I don't think there are any left though. 
it's called the All-weather harness.


----------



## Pete Stevens (Dec 16, 2010)

I like the Ray Allen Agitation harness because it is nothing like a tracking harness. Its made of saddle lather and has a heavy duty "D" ring. It doesn't feel the same as tracking harness either so there is no conflict with the dog as to what task is going to be performed. The agitation harness means we are going to get all amped up. The tracking harness means I want your nose to the ground.
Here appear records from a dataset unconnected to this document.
PR #3166, opened 2023-06-13
feat: return `total` number of search hits

gabrielmbmb:
# Description

I've added the `total` attribute to the `SearchResponses` and `SearchRecordResult` (schema) classes, so the `POST /api/v1/me/datasets/{dataset_id}/records/search` will return a number of the total records that the ElasticSearch query returned.

**Type of change**

**How Has This Been Tested**

Manually doing several requests to a local server with a dataset containing IMDB reviews. Also, I've updated the unit tests regarding the `SearchEngine` and `search` endpoint.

Tracking harnesses are often used but are not built for the stresses of agitation work. The tracking harness "D" rings can break under the stress of agitation work. Believe me, I learned the hard way. I also really like the Modular Harness w/ the breast plate from Signature K9. Its made of heavy duty nylon with heavy duty "D" rings. For puppies, I find the Gappay nylon harness to be practical as the puppy grows but once the get to be about 7 months old, I put it in my gear box until someone needs it.


----------



## Jeff Oehlsen (Apr 7, 2006)

I use an old tracking harness from leerburg. Everything has held up fine, I do a lot of bungee work, so it is stressed a lot. It is 10 years old or so.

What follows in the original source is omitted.